The S&P 500 market capitalization is divided roughly equally into growth and value. One of the quirks of the indexes is that it's rare when a stock is 100% classified as just a growth or value stock.

Should I invest in growth or value ETFs? ›

The choice to focus on either value ETFs or growth ETFs comes down to personal risk tolerance. Growth ETFs may have higher long-term returns but come with more risk. Value ETFs are more conservative; they may perform better in volatile markets but can come with less potential for growth.

Which ETF has the best 10-year return? ›

Top 10 ETFs by 10-year Performance
TickerFund10-Yr Return
VGTVanguard Information Technology ETF19.60%
IYWiShares U.S. Technology ETF19.58%
IXNiShares Global Tech ETF18.20%
IGMiShares Expanded Tech Sector ETF17.95%
6 more rows

How many ETFs should I own? ›

Experts agree that for most personal investors, a portfolio comprising 5 to 10 ETFs is perfect in terms of diversification.

How many ETFs should I own as a beginner? ›

The majority of individual investors should, however, seek to hold 5 to 10 ETFs that are diverse in terms of asset classes, regions, and other factors. Investors can diversify their investment portfolio across several industries and asset classes while maintaining simplicity by buying 5 to 10 ETFs.

Is it smart to only invest in ETFs? ›

ETFs can be a great investment for long-term investors and those with shorter-term time horizons. They can be especially valuable to beginning investors. That's because they won't require the time, effort, and experience needed to research individual stocks.

What ETFs should be in your portfolio? ›

10 ETFs to Build a Diversified Portfolio
FundExpense Ratio
iShares Global Energy ETF (IXC)0.44%
abrdn Physical Precious Metals Basket Shares ETF (GLTR)0.60%
Invesco S&P 100 Equal Weight ETF (EQWL)0.25%
SPDR Dow Jones REIT ETF (RWR)0.25%
6 more rows
May 2, 2024

How does Russell define growth and value? ›

Value stocks tend to be characterized by low price-to-earnings (P/E) and low price-to-book (P/B) ratios, while growth stocks generally have high P/E and high P/B ratios. Value stocks generally have fundamentals to support higher valuations (excluding value traps), but have fallen out of favor among market participants.

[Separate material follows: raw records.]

PR #623, opened 2026-02-02
feat: implement multi-run confidence reporting with statistical aggregation

Lokiiiiii:
This commit implements the multi-run confidence reporting feature as described in [RFC: AIPerf - Reporting Confidence of Measurement](https://github.com/ai-dynamo/enhancements/pull/58). The feature enables users to quantify measurement variance by running multiple identical benchmark trials and computing confidence intervals using Student's t-distribution.

Key Changes:

1. Multi-Run Orchestration Infrastructure
   - Added MultiRunOrchestrator to coordinate multiple benchmark runs
   - Implemented ExecutionStrategy pattern with FixedTrialsStrategy
   - Added run validation to detect failed runs (empty metrics)
   - Integrated cooldown support between runs
   - Implemented warmup optimization (only first run by default)

2. Statistical Aggregation
   - Implemented ConfidenceAggregation for computing confidence intervals
   - Added Student's t-distribution based CI calculation
   - Computed mean, std, min, max, CV, SE, and CI bounds per metric
   - Tracked successful vs failed runs in metadata
   - Required minimum 2 successful runs for valid statistics

3. Aggregate Exporters
   - Created aggregate exporter framework (AggregateBaseExporter)
   - Implemented AggregateConfidenceJSONExporter with structured schema
   - Implemented AggregateConfidenceCSVExporter with metrics-first layout
   - Removed ArtifactManager facade for direct exporter usage
   - Integrated with existing MetricsJSONExporter for metric extraction

4. CLI Integration
   - Added --num-profile-runs (1-10, default: 1)
   - Added --profile-run-cooldown-seconds (default: 0.0)
   - Added --confidence-level (0.0-1.0, default: 0.95)
   - Maintained backward compatibility (single run = no multi-run structure)
   - Added validation for multi-run parameters

5. Artifact Organization
   - Per-run artifacts: output_dir/profile_runs/run_NNNN/
   - Aggregate artifacts: output_dir/aggregate/
   - Single run maintains existing flat structure (backward compatible)

6. Configuration Updates
   - Added LoadGenConfig.disable_warmup() for subsequent runs
   - Added validation for num_profile_runs and cooldown_seconds
   - Auto-set random seed for workload consistency across runs

7. Testing
   - Added 17 integration tests covering success and failure scenarios
   - Added comprehensive unit tests for orchestrator, strategies, and aggregation
   - Added statistical validation tests for confidence calculations
   - All tests passing (5946 unit + 81 integration)

8. Documentation
[...]

PR #699, opened 2026-02-24
feat: add parameter sweeping support

Lokiiiiii:
## Summary

This PR introduces comprehensive parameter sweeping functionality to AIPerf, enabling users to benchmark across a static parameter list (e.g., concurrency levels) in a single run. The implementation includes new aggregation strategies, exporters, extensive test coverage, and complete documentation. This builds on top of https://github.com/ai-dynamo/aiperf/pull/623 which introduced multi-run orchestration.

### Core Features
- **Parameter Sweep Orchestration**: New sweep strategy in orchestrator that executes benchmarks across parameter combinations
- **Sweep Aggregation**: Aggregate metrics across parameter values with statistical analysis (mean, std, CV, confidence intervals)
- **Best Configuration Detection**: Automatic identification of optimal parameter values for throughput and latency
- **Pareto Optimal Analysis**: Multi-objective optimization to find non-dominated parameter configurations

### Configuration & CLI
- Enhanced `LoadgenConfig` with sweep parameter validation and combination generation
- Support for both repeated and independent sweep modes with multi-run confidence intervals
- Backward compatibility maintained for single benchmark run

### Documentation
- Complete parameter sweeping tutorial with examples and use cases
- API reference for sweep aggregate JSON/CSV formats
- Troubleshooting guide for common parameter sweep errors

## Future Work
- **Plugin**: Will be refactored as a plugin in the next PR
- **Dashboard**: Dashboard support for Multi-run benchmarks will come in the future

## Release Notes

* **New Features**
  * Added parameter sweep capability to run benchmarks across multiple parameter values sequentially or independently.
  * Introduced Pareto optimal configuration identification and best configuration tracking for sweep results.
  * Added sweep modes (repeated/independent) with configurable cooldowns between sweep values.

* **Documentation**
  * Added comprehensive parameter sweeping tutorial and API reference guide.
  * Added parameter sweeping troubleshooting guide covering common errors and solutions.
  * Updated CLI documentation with new sweep options and parameter sweep section.

* **Improvements**
  * Renamed internal trial naming from "run_" to "trial_" prefix for better clarity.
  * Enhanced configuration validation to prevent incompatible sweep combinations.


ajcasagrande:
@Lokiiiiii  thank you for this PR! It is quite large so it may take some time to get through. I probed it a bit with AI and overall it sounds well put together. As opposed to submitting all feedback after I get through all of it, I will submit them in chunks if that works for you, that way we can keep the momentum moving.

Lokiiiiii:
@ajcasagrande Sounds good. We can do this piece-meal.

pyproject.toml
```diff
@@ -70,6 +70,7 @@ aiperf = "aiperf.plugin:plugins.yaml"
 dev = [
   "black>=25.1.0",
   "httpx>=0.27.0",
+  "hypothesis>=6.0.0",
```
ajcasagrande, line 79: this is something I had been looking at adding, I'm glad to see it come in, and hope the project as a whole can start using more of it. Thanks!

src/aiperf/cli_runner.py
```diff
@@ -11,8 +11,33 @@
...
+    user_config: UserConfig,
+    service_config: ServiceConfig,
+) -> None:
+    """Validate UI type compatibility with parameter sweeps.
+
+    Raises:
+        ValueError: If dashboard UI is explicitly set with parameter sweeps.
+    """
+    # Check if parameter sweep is enabled
+    is_sweep = user_config.loadgen.get_sweep_parameter() is not None
```
ajcasagrande: this needs the check for is_muilti_run as well, right? recommend possibly moving the check out of here, look at my other comment.

src/aiperf/cli_runner.py
```diff
@@ -21,11 +46,17 @@ def run_system_controller(
...
-    if user_config.loadgen.num_profile_runs > 1:
+    # Validate dashboard UI is not used with parameter sweeps
+    _validate_ui_compatibility(user_config, service_config)
+
+    # Check if multi-run mode or parameter sweep is enabled
+    is_sweep = user_config.loadgen.get_sweep_parameter() is not None
+    is_multi_run = user_config.loadgen.num_profile_runs > 1
+
+    if is_multi_run or is_sweep:
         _run_multi_benchmark(user_config, service_config)
```
ajcasagrande, line 64: I reccomend maybe puting the ui validation call direcly above _run_multi_benchmark, then it doesnt need to do the checks.  alternatively, if you prefer it seperate for testing, pass the is_sweep and is_multi_run directly to the validator

src/aiperf/cli_runner.py
```diff
@@ -135,31 +166,30 @@ def _run_multi_benchmark(
...
         and service_config.ui_type == UIType.DASHBOARD
     ):
         raise ValueError(
-            "Dashboard UI is not supported with multi-run mode (--num-profile-runs > 1) "
-            "due to terminal control limitations. "
-            "Please use '--ui simple' or '--ui none' instead."
+            "Dashboard UI (--ui dashboard) is not supported with multi-run mode (--num-profile-runs > 1) "
+            "or parameter sweeps due to terminal control limitations when running multiple sequential benchmarks. "
+            "Use --ui simple (recommended, shows progress bars) or --ui none (no UI output). "
+            "Example: aiperf --concurrency 10,20,30 --ui simple ..."
```
ajcasagrande: hmm, i see this is somewhat duplicate now with the one above. should find a single place for it i think.

src/aiperf/cli_runner.py
```diff
@@ -178,34 +208,44 @@ def _run_multi_benchmark(
...
+            f"  Sweep cooldown: {user_config.loadgen.parameter_sweep_cooldown_seconds}s"
+        )
+    elif is_confidence:
+        logger.info("Starting Multi-Run Confidence Reporting")
+        logger.info(f"  Number of runs: {user_config.loadgen.num_profile_runs}")
+        logger.info(f"  Confidence level: {user_config.loadgen.confidence_level:.0%}")
+        logger.info(
+            f"  Cooldown between runs: {user_config.loadgen.profile_run_cooldown_seconds}s"
+        )
     logger.info("=" * 80)
```
ajcasagrande, line 305: it it worthwhile to have an else block raise an exception? since I assume _run_multi should not be called if both are false.

ajcasagrande (commented):
HI @Lokiiiiii , apologies on the delay.  I started reviewing this last week, but got pulled off to support some high profile assignment, and have not been able to look at it much more.

My main concerns with the PR currently is the with the way some of the orchaestrator is setup. I was going back and forth with claude, seeing if there was a cleaner design. I did not have time to finish it, but here is the most recent version of the document:





# Orchestrator Refactor: Strategy-Owned Polymorphism

## Problem

`MultiRunOrchestrator` currently acts as both coordinator and dispatcher. It detects
execution mode from config, manually composes strategies, reverse-engineers mode from
result metadata, and hardcodes export path logic — all with `dict[str, Any]` return
types and string-key dispatch. This produces ~800 lines of conditional logic that
belongs in typed strategy classes.

### Specific Issues

1. **`aggregate_results()` returns `dict[str, Any]`** with string keys (`"aggregate"`,
   `"per_value_aggregates"`, `"sweep_aggregate"`) dispatched by `if/elif` in
   `_aggregate_and_export()`. No type safety, no polymorphism.

2. **Mode detection from metadata introspection.** `_has_sweep_metadata()` and
   `_has_multiple_trials_per_value()` scan result metadata for hardcoded keys
   (`"concurrency"`, `"request_rate"`) to figure out what mode was used — even though
   the mode was already known at `execute()` time.

3. **Two near-identical composition methods.** `_compose_trials_then_sweep()` and
   `_compose_sweep_then_trials()` share ~95% structure. The only difference is
   outer/inner loop order.

4. **`_collect_failed_sweep_values()` hardcodes `"concurrency"`** and won't work for
   `request_rate` sweeps despite the rest of the code supporting them.

5. **Export methods reimplement path logic** that strategies already own via
   `get_run_path()` and `get_aggregate_path()`.

6. **Sweep-only mode skips aggregation entirely** (`aggregate_results()` returns `{}`),
   but sweep-only still needs Pareto optimal and best-config analysis.

7. **Multiple `asyncio.run()` calls** in export methods create/destroy event loops
   repeatedly instead of batching.

---

## Single Run Is Not an Orchestrator Concern

Single-run benchmarks **do not** go through `MultiRunOrchestrator`. The entry point
in `cli_runner.py` branches at the top:

```python
# cli_runner.py:run_system_controller()
if is_multi_run or is_sweep:
    _run_multi_benchmark(user_config, service_config)  # → orchestrator
else:
    _run_single_benchmark(user_config, service_config)  # → direct bootstrap
```

`_run_single_benchmark` calls `bootstrap_and_run_service()` **in-process**, which is
required for the Textual dashboard UI (log queues, macOS FD_CLOEXEC handling, mouse
event passthrough). The orchestrator runs each benchmark in a **subprocess** via
`subprocess.run()`, which cannot support the dashboard UI — this is why multi-run
mode forces `UIType.SIMPLE` and rejects `UIType.DASHBOARD`.

**There should be no `SingleRunStrategy`.** The orchestrator only handles the three
multi-run modes. The `execute()` method's current single-run fallback
(`else: result = self._execute_single_run(...)`) should be removed — if `execute()`
is called, there must be a sweep, confidence trials, or both.

---

## Aggregation Matrix (Target Behavior)

The orchestrator handles three multi-run modes. Currently, sweep-only skips
aggregation entirely (`aggregate_results()` returns `{}`). This refactor adds
Pareto/best-config analysis for sweep-only mode.

| Mode               | Per-value aggregation            | Cross-value aggregation          |
|--------------------|----------------------------------|----------------------------------|
| Confidence-only    | Confidence stats (one "value")   | None                             |
| Sweep-only         | None                             | Pareto + best configs from raw   |
| Sweep + Confidence | Confidence stats per value       | Pareto + best configs from means |

Sweep-only feeds single-run `JsonMetricResult` directly into `SweepAggregation`.
Sweep + Confidence feeds `ConfidenceMetric.mean` per value into `SweepAggregation`.
Different input shapes, same output type.

---

## Design: Composition as a First-Class Strategy

The core insight: **composition is a strategy**, not something the orchestrator does
to two strategies. The three multi-run modes map to three strategy types, each owning
execution, aggregation, and export.

### Strategy Hierarchy

```
ExecutionStrategy (ABC)
├── FixedTrialsStrategy        → execute: N identical runs, aggregate: confidence
├── ParameterSweepStrategy     → execute: 1 run per value, aggregate: sweep (Pareto)
└── SweepConfidenceStrategy    → execute: N runs per value, aggregate: both
        holds: ParameterSweepStrategy + FixedTrialsStrategy + SweepMode enum
```

`SweepConfidenceStrategy` is the composed case. It holds references to both inner
strategies and a `SweepMode` enum that controls loop nesting. The orchestrator never
sees composition logic.

### New Abstract Methods on ExecutionStrategy

```python
class ExecutionStrategy(ABC):
    # --- existing ---
    @abstractmethod
    def should_continue(self, results: list[RunResult]) -> bool: ...

    @abstractmethod
    def get_next_config(self, base_config: UserConfig, results: list[RunResult]) -> UserConfig: ...

    @abstractmethod
    def get_run_label(self, run_index: int) -> str: ...

    @abstractmethod
    def get_cooldown_seconds(self) -> float: ...

    @abstractmethod
    def get_run_path(self, base_dir: Path, run_index: int) -> Path: ...

    @abstractmethod
    def get_aggregate_path(self, base_dir: Path) -> Path: ...

    # --- new ---
    @abstractmethod
    def aggregate(self, results: list[RunResult], config: UserConfig) -> AggregateResult | None:
        """Compute aggregate statistics. Returns None if no aggregation needed."""

    @abstractmethod
    def export_aggregates(self, aggregate: AggregateResult, base_dir: Path) -> None:
        """Export aggregate artifacts to disk."""
```

### SweepMode Enum

Replace `Literal["repeated", "independent"]` with a proper enum:

```python
class SweepMode(CaseInsensitiveStrEnum):
    REPEATED = "repeated"      # for trial in trials: for value in values
    INDEPENDENT = "independent"  # for value in values: for trial in trials
```

This is used internally by `SweepConfidenceStrategy` to decide loop order.
`loadgen_config.parameter_sweep_mode` can migrate to this enum or remain a
`Literal` with conversion at strategy creation time.

---

## Strategy Implementations

### FixedTrialsStrategy Changes

Add `aggregate()` and `export_aggregates()`. Move confidence export logic from
orchestrator's `_export_confidence_aggregate()`:

```python
def aggregate(self, results: list[RunResult], config: UserConfig) -> AggregateResult | None:
    aggregation = ConfidenceAggregation(confidence_level=config.loadgen.confidence_level)
    result = aggregation.aggregate(results)
    result.metadata["cooldown_seconds"] = config.loadgen.profile_run_cooldown_seconds
    return result

def export_aggregates(self, aggregate: AggregateResult, base_dir: Path) -> None:
    aggregate_dir = self.get_aggregate_path(base_dir)
    _export_confidence(aggregate, aggregate_dir)
```

### ParameterSweepStrategy Changes

Add sweep-level aggregation (Pareto + best configs) using single-run metrics.
Move `_compute_sweep_aggregates` logic from orchestrator, adapted for single-run
input (no confidence wrapping):

```python
def aggregate(self, results: list[RunResult], config: UserConfig) -> AggregateResult | None:
    per_combination_stats = self._build_per_combination_stats(results)
    sweep_parameters = [{"name": self.parameter_name, "values": sorted(self.parameter_values)}]
    sweep_dict = SweepAggregation.compute(per_combination_stats, sweep_parameters)
    return _build_sweep_aggregate_result(results, sweep_dict)

def export_aggregates(self, aggregate: AggregateResult, base_dir: Path) -> None:
    sweep_dir = self.get_aggregate_path(base_dir)
    _export_sweep(aggregate, sweep_dir)

def _build_per_combination_stats(
    self, results: list[RunResult]
) -> dict[ParameterCombination, dict]:
    """Convert single-run JsonMetricResult into SweepAggregation input format.

    For sweep-only, each value has exactly one run. Extract metrics directly
    from summary_metrics without confidence wrapping.
    """
    stats = {}
    for i, result in enumerate(results):
        if not result.success:
            continue
        value = self.parameter_values[i]
        coord = ParameterCombination({self.parameter_name: value})
        metrics_dict = {}
        for metric_name, metric_result in result.summary_metrics.items():
            metrics_dict[metric_name] = {
                "mean": metric_result.avg,
                "unit": metric_result.unit,
            }
        stats[coord] = metrics_dict
    return stats
```

### SweepConfidenceStrategy (New)

The composed case as a first-class strategy:

```python
class SweepConfidenceStrategy(ExecutionStrategy):
    """Strategy for parameter sweep with confidence trials at each value.

    Composes ParameterSweepStrategy and FixedTrialsStrategy. Owns the
    nested execution loop, per-value confidence aggregation, and
    cross-value sweep aggregation.
    """

    def __init__(
        self,
        sweep: ParameterSweepStrategy,
        confidence: FixedTrialsStrategy,
        mode: SweepMode,
    ) -> None:
        self.sweep = sweep
        self.confidence = confidence
        self.mode = mode
```

**Execution:** `should_continue` / `get_next_config` track a flattened index that
maps to `(value_index, trial_index)` or `(trial_index, value_index)` depending on
`self.mode`. Alternatively, since the orchestrator's `_execute_strategy` loop is
already generic, `SweepConfidenceStrategy` can override the full iteration by
yielding `(config, label, path)` tuples from an iterator — but the simpler approach
is to keep the existing loop and let the strategy manage its internal counters.

**Aggregation:**

```python
def aggregate(self, results: list[RunResult], config: UserConfig) -> AggregateResult | None:
    confidence_level = config.loadgen.confidence_level

    # Step 1: Group results by parameter value
    results_by_value = self._group_by_value(results)

    # Step 2: Per-value confidence aggregation
    aggregation = ConfidenceAggregation(confidence_level=confidence_level)
    per_value_aggregates = {}
    for value, value_results in sorted(results_by_value.items()):
        successful = [r for r in value_results if r.success]
        if len(successful) < 2:
            continue
        per_value_aggregates[value] = aggregation.aggregate(value_results)

    # Step 3: Sweep aggregation over confidence means
    per_combination_stats = self._confidence_to_sweep_stats(per_value_aggregates)
    sweep_parameters = [{"name": self.sweep.parameter_name, "values": sorted(per_value_aggregates.keys())}]
    sweep_dict = SweepAggregation.compute(per_combination_stats, sweep_parameters)

    return _build_sweep_aggregate_result(results, sweep_dict, per_value_aggregates)
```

What is the difference between growth and value stocks? ›

When investors invest in growth stocks, they have an eye toward huge future capital gains. Unlike value stocks, which many investors choose because of strong fundamentals, growth stocks are often selected because of the stock's strong potential for growth, even if its current earnings are low.

What is the Russell Growth and Value index? ›

The Russell 1000 Growth and Value US ESG Indexes are alternatively-weighted US equity indexes based on the Russell US Style Indexes. The indexes are designed to meet improved index level ESG profile, while maintaining similar risk/return characteristics to the underlying universe.

Is Russell 1000 growth a subset of Russell 1000? ›

Russell 1000 Growth 40 Act Daily Capped Index is a subset of the Russell 1000 Index and includes those Russell 1000® companies with higher price-to-book ratios and higher forecasted growth values based on a combination of their market cap and current index membership.